Reproduce the entries. Match every word.

┄┄┄┄┄┄┄┄┄┄

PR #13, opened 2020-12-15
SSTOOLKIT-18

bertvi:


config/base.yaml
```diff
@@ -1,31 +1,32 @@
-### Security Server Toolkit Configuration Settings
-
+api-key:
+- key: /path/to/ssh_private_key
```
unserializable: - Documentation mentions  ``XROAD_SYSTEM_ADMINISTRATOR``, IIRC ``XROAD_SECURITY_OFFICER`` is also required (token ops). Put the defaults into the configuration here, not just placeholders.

┄┄┄┄┄┄┄┄┄┄

EXERCISE OUTPUT »
PR #13, opened 2020-12-15
SSTOOLKIT-18

bertvi:


config/base.yaml
```diff
@@ -1,31 +1,32 @@
-### Security Server Toolkit Configuration Settings
-
+api-key:
+- key: /path/to/ssh_private_key
```
unserializable: - Documentation mentions  ``XROAD_SYSTEM_ADMINISTRATOR``, IIRC ``XROAD_SECURITY_OFFICER`` is also required (token ops). Put the defaults into the configuration here, not just placeholders.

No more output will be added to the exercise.